PR #872, opened 2022-04-12
[Cu-23n7bc2] BondedFinanceTestsFix and Minor Optimizations

kollegian:
Greetings, a minor PR to change the params of bondedFinance Tests and to add an optimized method to mint assets into the wallet. Even though I tried to enable parallelization unfortunately it still fails.

### DIFF
--- a/integration-tests/runtime-tests/test/tests/bondedFinance/txBondedFinanceTests.ts
+++ b/integration-tests/runtime-tests/test/tests/bondedFinance/txBondedFinanceTests.ts
@@ -9,6 +9,7 @@ import {
   txBondedFinanceCancelFailureTest,
   txBondedFinanceCancelSuccessTest, txBondedFinanceCancelSudoSuccessTest
 } from "@composabletests/tests/bondedFinance/testHandlers/cancelTests";
+import {mintAssetsToWallet} from "@composable/utils/mintingHelper";
 
 
 /**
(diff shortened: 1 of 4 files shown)


integration-tests/runtime-tests/test/tests/bondedFinance/txBondedFinanceTests.ts
```diff
@@ -90,7 +96,7 @@ describe('tx.bondedFinance Tests', function() {
    * Runs all tx FAILURE tests for the bondedFinance pallet.
    */
   describe('tx.bondedFinance.offer Failure Tests', function () {
-    if (!testConfiguration.enabledTests.offer_bond__failure.enabled)
+    if (testConfiguration.enabledTests.offer_bond__failure.enabled)
```
Dom-Roth, line 99: I think this should be an inverted if. Since in the case `enabled == false` we want ignore this test block.
If we want to disable this, rather change the bool in the test_configuration.json to false.

Dom-Roth (changes requested):

integration-tests/runtime-tests/test/tests/bondedFinance/txBondedFinanceTests.ts
kollegian: Yes, I missed this. Implemented now.

Dom-Roth (dismissed):
LGTM!

Dom-Roth:
As a next task, we should aim to make the failure tests work correctly again. Then we just have to wait for the Pablo refactoring and all tests will work again and it can be part of CI.

ComposableFiB0t:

Work to be completed - Look through the entries above and find each line where the word "this" occurs; copy those lines.

Output -
Dom-Roth, line 99: I think this should be an inverted if. Since in the case `enabled == false` we want ignore this test block.
If we want to disable this, rather change the bool in the test_configuration.json to false.
kollegian: Yes, I missed this. Implemented now.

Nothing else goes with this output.